Raft over the river and through canyons

“Whoa, that’s the most beautiful thing I’ve ever seen in my life,” my 9-year-old nephew Deegan whispered, staring at a

“Whoa, that’s the most beautiful thing I’ve ever seen in my life,” my 9-year-old nephew Deegan whispered, staring at a night sky that was pitch black and dotted with starlight.

Worn out after a day of rafting, nearly a dozen of us were zipped into sleeping bags, strewn about the sandy banks of the Colorado River like pieces of driftwood tossed ashore. The wild river bubbled a few yards from our feet, invisible except for a few moonlit ripples.

I had to agree.

The Colorado, perhaps best known as the river that forged the Grand Canyon, traces a meandering 1,450-mile route from the central Rocky Mountains of Colorado to the Gulf of California in Mexico. It slices through seven states, two nations and 11 U.S. national parks, so there are a mind-boggling number of ways to get on the water.

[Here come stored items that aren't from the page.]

PR #49, opened 2016-12-15
Ported identify safety check from js lib

jaredmixpanel:
Added safety check so that identify only changes the distinct_id if the given distinct_id is different from both the existing distinct_id and the alias. Required the creation of an alias property.

For reference: https://github.com/mixpanel/mixpanel-js/blob/master/src/mixpanel-core.js#L1339-L1343

### DIFF
--- a/Mixpanel/MixpanelInstance.swift
+++ b/Mixpanel/MixpanelInstance.swift
@@ -42,7 +42,7 @@ open class MixpanelInstance: CustomDebugStringConvertible, FlushDelegate {
     open var distinctId = ""
 
     /// alias string that uniquely identifies the current user.
-    open var alias = ""
+    open var alias: String? = nil
 
     /// Accessor to the Mixpanel People API object.
     open var people: People!
--- a/Mixpanel/MixpanelInstance.swift
+++ b/Mixpanel/MixpanelInstance.swift
@@ -41,7 +41,7 @@ open class MixpanelInstance: CustomDebugStringConvertible, FlushDelegate {
     /// distinctId string that uniquely identifies the current user.
     open var distinctId = ""
     
-    /// distinctId string that uniquely identifies the current user.
+    /// alias string that uniquely identifies the current user.
     open var alias = ""
 
     /// Accessor to the Mixpanel People API object.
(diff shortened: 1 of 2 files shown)


Mixpanel/Persistence.swift
```diff
@@ -159,14 +164,16 @@ class Persistence {
         return data as? Queue ?? []
     }
 
-    class private func unarchiveProperties(token: String) -> (InternalProperties, InternalProperties, String, String?, Queue, Set<Int>) {
+    class private func unarchiveProperties(token: String) -> (InternalProperties, InternalProperties, String, String?, String?, Queue, Set<Int>) {
```
jaredmixpanel: Ouch... not sure what the appropriate style should be here to keep this line at 140 or less.

yarneo: you do a new line after every comma in the returned values :)

Mixpanel/MixpanelInstance.swift
```diff
@@ -514,11 +522,20 @@ extension MixpanelInstance {
...
+            flush()
+        } else {
+            Logger.error(message: "alias matches distinctId - skipping api call.")
+        }
 
-        let properties = ["distinct_id": distinctId, "alias": alias]
-        track(event: "$create_alias",
-              properties: properties)
-        flush()
+
```
yarneo: please fix this :)

yarneo:
overall looks fine. I'm assuming you tested this on different scenarios?

Mixpanel/MixpanelInstance.swift
```diff
@@ -40,6 +40,9 @@ open class MixpanelInstance: CustomDebugStringConvertible, FlushDelegate {
 
     /// distinctId string that uniquely identifies the current user.
     open var distinctId = ""
+
```
jaredmixpanel: It looks to me like this is fixed and these violations are outdated. Maybe I'm missing something.

Mixpanel/MixpanelInstance.swift
jaredmixpanel: As best as I can tell this is fixed, maybe I'm missing it though.

jaredmixpanel:
@yarneo  Yes, I've done some basic testing, running through different scenarios of changing the distinct_id and the alias, ensuring that the logic behaves as intended.

PR #53, opened 2016-12-16
Update settings for Xcode 8.2

mikeyLatch:
For Xcode 8.2, the project should also have the "Use legacy Swift Language" set.


yarneo:
thanks! pushed a commit that fixes the versioning for all the targets. will send out a release today

PR #56, opened 2017-01-19
Add optional question mark

smswz:
The gesture recognizer code was missing a `?.` for non-simulator builds (Archive)


yarneo:
Thanks for finding that @smswz ! merging.

PR #58, opened 2017-02-02
In-Apps 2.0 implementation

yarneo:


Mixpanel/Info-tvOS.plist
```diff
@@ -15,7 +15,7 @@
 	<key>CFBundlePackageType</key>
 	<string>FMWK</string>
 	<key>CFBundleShortVersionString</key>
-	<string>2.1.2</string>
+	<string>2.1.4</string>
```
patedit: Is this intentional? Where did 2.1.3 go? :P

Mixpanel/TakeoverNotification.swift
```diff
@@ -0,0 +1,85 @@
...
+            Logger.error(message: "invalid notification fade image boolean")
+            return nil
+        }
+        self.shouldFadeImage    = shouldFadeImage
+        imageURL = URL(string: imageURL.absoluteString.appendSuffixBeforeExtension(suffix: "@2x"))!
+
+    }
+}
+
+extension String {
```
patedit: this is a good candidate to go somewhere else (i.e. it's not in-app application dependent)

MixpanelDemo/MixpanelDemoTests/MixpanelNotificationTests.swift
```diff
@@ -14,93 +14,90 @@ import Nocilla
 
 class MixpanelNotificationTests: MixpanelBaseTests {
```
patedit: I think we should test for all the possible fields in an in-app (including button's field and whether `buttons` is an array, for example).
We should also include tests for mini in-apps (probably a separate function)

Mixpanel/Decide.swift
```diff
@@ -67,8 +67,14 @@ class Decide {
                 var parsedNotifications = [InAppNotification]()
                 if let rawNotifications = result["notifications"] as? [[String: Any]] {
                     for rawNotif in rawNotifications {
-                        if let notification = InAppNotification(JSONObject: rawNotif) {
-                            parsedNotifications.append(notification)
+                        if let notificationType = rawNotif["type"] as? String {
+                            if notificationType == InAppType.takeover.rawValue,
+                                let notification = TakeoverNotification(JSONObject: rawNotif) {
+                                parsedNotifications.append(notification)
```
yarneo: that's what that line does, it's called conditional chaining in swift, if let notification is null the conditional won't pass

Mixpanel/Info-tvOS.plist
yarneo: i thought we would do a release before the in-apps release so jumped it by 2 :)

Mixpanel/Decide.swift
patedit: whoah, the indenting got me confused, did not see the if

PR #1042, opened 2024-10-03
feat(sdk-java): add method to return all required workfloweventdef names

coltmcnealy-lh:


sauljabin (approved):

sdk-java/src/main/java/io/littlehorse/sdk/wfsdk/internal/WorkflowImpl.java
```diff
@@ -55,6 +57,10 @@ public void addExternalEventDefName(String eedName) {
         requiredEedNames.add(eedName);
     }
 
+    public void addWorkflowEventDefName(String name) {
```
eduwercamacaro, line 60: This should be private

coltmcnealy-lh: It cannot be. That is because the `WorkflowThreadImpl` has to call it. Also, note that this is the `Impl` not the `Workflow`.

See `addTaskDefName`

eduwercamacaro: I meant package private

coltmcnealy-lh: Package private is possible. Doing that.

eduwercamacaro (approved):

PR #1043, opened 2024-10-03
feat(dotnet-sdk): read lh config options from file

KarlaCarvajal:
- Add logic to read lh config options from file
- Add unit tests


sdk-dotnet/LittleHorse.Sdk.Tests/Resources/littlehorse.config
```diff
@@ -0,0 +1,5 @@
+LHW_TASK_WORKER_VERSION=test
```
eduwercamacaro, line 1: I don't think we want to include these temporary files to the test resources. @sauljabin what do you think about this?

sdk-dotnet/LittleHorse.Sdk/Utils/FileManager.cs
```diff
@@ -0,0 +1,27 @@
...
+{
+    public class FileManager
+    {
+        internal static Dictionary<string, string> GetDictFromPath(string filePath)
+        {
+            try
+            {
+                Dictionary<string, string> properties = new Dictionary<string, string>();
+                foreach (var tuples in File.ReadLines(filePath)
+                             .Select(line => line.Trim().Split('='))
```
eduwercamacaro, line 11: I think this only cover the happy path. I think we should ignore lines that are not in K=V format

sdk-dotnet/LittleHorse.Sdk/Internal/LHOptionsBinder.cs
```diff
@@ -52,5 +51,60 @@ internal static LHOptions GetOptionsFromEnvironmentVariables()
 
             return options;
         }
+
+        internal static LHOptions GetOptionsFromFile(string filePath)
+        {
+            var options = new LHOptions();
+
+            Dictionary<string, string> lHOptionsInFile = FileManager.GetDictFromPath(filePath);
```
eduwercamacaro, line 59: I see that `FileManager` class is included into a `utils` package, but I don't think this is a utility class. I think `GetDictFromPath` should be a private method inside LHOptions

KarlaCarvajal: In this case is a general implementation that can be reused for any case where it is neede to get a dict from a file path that is the reason of beign a utility, it does not have LHOptions logic

sdk-dotnet/LittleHorse.Sdk/Utils/FileManager.cs
KarlaCarvajal: What is the extra line?, This code first is selecting lines that contains = then subselecting key and values without spaces and finally grouping all by keys

sdk-dotnet/LittleHorse.Sdk/Internal/LHOptionsBinder.cs
eduwercamacaro: LHOptions is the only class that can read a property file. Where do we want to reuse this logic?

sdk-dotnet/LittleHorse.Sdk.Tests/Resources/littlehorse.config
sauljabin: not need it, check this out: https://github.com/littlehorse-enterprises/littlehorse/blob/master/canary/src/test/java/io/littlehorse/canary/config/ConfigLoaderTest.java#L66

Yo can create temp files when executing tests, so my recommendation do not commit this files

sdk-dotnet/LittleHorse.Sdk/Internal/LHOptionsBinder.cs
sauljabin: Is there any reason because we have LHOptions?

sdk-dotnet/LittleHorse.Sdk/LHConfig.cs
```diff
@@ -28,6 +28,14 @@ public LHConfig(ILoggerFactory? loggerFactory = null)
             _options = LHOptionsBinder.GetOptionsFromEnvironmentVariables();
             _createdChannels = new Dictionary<string, LittleHorseClient>();
         }
+        
+        public LHConfig(string configOptionsFilePath, ILoggerFactory? loggerFactory = null)
+        {
+            LHLoggerFactoryProvider.Initialize(loggerFactory);
+            _logger = LHLoggerFactoryProvider.GetLogger<LHConfig>();
+            _options = LHOptionsBinder.GetOptionsFromFile(configOptionsFilePath);
```
sauljabin, line 36: maybe LHConfig is the same that LHOptions

sauljabin: I would say to have a private method inside the LHConfig

sdk-dotnet/LittleHorse.Sdk/Utils/FileManager.cs
sauljabin: I would do:

a class Properties, with a private method parseEntry(string), it receives a string and it split it or ignore it in case it starts with a special character (ex #), it returns a pair entry, it throws an exception if the format is not right. then i would have a put(key, value)  (public), it trims and sets the value into a dict, also a load(path) method it reads all the lines, inside the loop it calls parseEntry, and then it calls the method put.

sdk-dotnet/LittleHorse.Sdk/Internal/LHOptionsBinder.cs
KarlaCarvajal: it is a class where all the options for the LH configuration are placed, I think if we join options in LHConfig the file will be big

sdk-dotnet/LittleHorse.Sdk/LHConfig.cs
KarlaCarvajal: I have 12 configuration options for the client, and they are being used only in the LHConfig file, I can move and remove some other LHConfig properties to make it simpler

sdk-dotnet/LittleHorse.Sdk/Utils/FileManager.cs
coltmcnealy-lh: Is there no Standard Library implementation of parsing a properties file? Go, Java, and Python all have that in the standard library so you don't need to do it yourself, nor do you need a real third-party dependency.

KarlaCarvajal: @coltmcnealy-lh No, dotnet has one for .xml, .json and .ini files :(( https://learn.microsoft.com/en-us/dotnet/core/extensions/configuration-providers

eduwercamacaro: I think littlehorse.config uses a `ini` format.

KarlaCarvajal: yes, it worked with the ini configuration :D

sdk-dotnet/LittleHorse.Sdk/LHInputVariables.cs
```diff
@@ -0,0 +1,114 @@
...
+                LHW_NUM_WORKER_THREADS = IntegerConverter.FromString(numberWorkerThreads);
+            var taskWorkerVersion = Environment.GetEnvironmentVariable("LHW_TASK_WORKER_VERSION");
+            if (!string.IsNullOrEmpty(taskWorkerVersion))
+                LHW_TASK_WORKER_VERSION = taskWorkerVersion;
+        }
+        
+        internal LHInputVariables(string filePath)
+        {
+            IConfigurationBuilder builder = new ConfigurationBuilder()
+                .AddIniFile(filePath, false, true);
```
eduwercamacaro, line 73: I believe third argument should be false because we don't want to change these config values if the file changes.

eduwercamacaro (approved):

sdk-dotnet/LittleHorse.Sdk/LHInputVariables.cs
KarlaCarvajal: done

Travelers with plenty of time — and money — book multiday float trips through the Grand Canyon in Arizona that start or end with a helicopter ride out of the canyon. There are easy, rollicking half-day trips along an untamed section of the river that parallels an interstate just below its source in Rocky Mountain National Park. Several outfitters offer lazy day trips on a calm stretch of water below the Glen Canyon Dam in Arizona, one of two major dams that create massive reservoirs that help quench the thirst of 40 million people.

Our launch point was just north of Moab, Utah. There, the Colorado glances the southeast border of Arches National Park, known for its otherworldly sandstone rock formations and pink sunsets.

Our guide Smiles had kind eyes and a mischievous grin, and she quickly charmed all of us. The guides herded my extended family into several rafts, including an inflatable two-person kayak and a much larger pea-green oar boat dubbed the “Seldom Seen Smith,” named after a fictional river guide who plots to sabotage a dam along the Colorado as part of a gang of environmental activists. He was created by Edward Abbey in his novel, “The Monkey Wrench Gang,” a book that I had coincidentally brought on the trip.

The water was calm, the current swift and the scenery spectacular. We floated past Fisher Towers, jagged limestone formations that rise from the desert mesa like petrified shark fins in an ancient seabed. And during the first stretch of calm river, Smiles told us it was time to tighten our personal flotation devices and get wet. Faith was first in the water, but we all followed, floating weightless as we trailed in the calm wake of the rafts. I tilted my head to watch mosquito-small jets trace their way across a bluebird sky and twirled like a human gyroscope in a calm eddy.

Back in the rafts, we bounced our way through our first set of rapids, a gentle washboard of rocks and ripples. We jumped back in the water, floating until we got warning of the next set of rapids. For several lazy hours we repeated this cycle before landing on a sandy stretch of beach where we’d camp for the night. Part of the Splore rafting company crew got there ahead of us to get a start on setting up the camp kitchen, where they cooked chili and cornbread.

We played a few camp games, but the hijinks didn’t last long, and as the sun set, our camp grew quiet and the river dissolved into darkness. From the clearing where we’d laid out our tents and camp pads, the opposite bank of the river was barely perceptible except for a faint Etch-a-Sketch panorama of sandstone buttes and towers.

The next morning, after French toast and coffee, we wasted no time getting back on the river, repeating the pattern of the first day. We were all feeling more comfortable on the water, but still not bored with the scenery. A mountain goat stood amid boulders just beneath the surface of the water.

As we neared the end of the trip, Smiles said there was one more set of rapids and they’d likely be the worst we’d rafted.

“Who’d take their turn in the Duckie?” Smiles asked.

Eager to get just a little closer to her beloved Colorado, Mom raised her hand, strapped on a helmet and the two of us slipped into the flimsy little blowup. There was no turning back. We paddled into the quickening current, and the rapids closed in on us. We plunged, paddled harder and steered the bow of the boat straight into the curl of a wave. It doused us in cool river water.

In what seemed like the snap of a finger, it was over and the two of us drifted into calmer waters, relieved we hadn’t capsized. We heard clapping. We held up our paddles, saluting the river and our traveling companions.

Within a couple of hours, we’d arrived at Takeout Beach, where we unloaded the rafts. Avoiding the work — and a goodbye to the river — the kids and one of the guides did cannonballs and cartwheels off the front of a raft. We hugged our guides and thanked them for being part of our family, and for keeping us safe and happy.

Back on the road I had time to think about “The Monkey Wrench Gang” and Edward Abbey, who said, “The idea of wilderness needs no defense. It only needs more defenders.”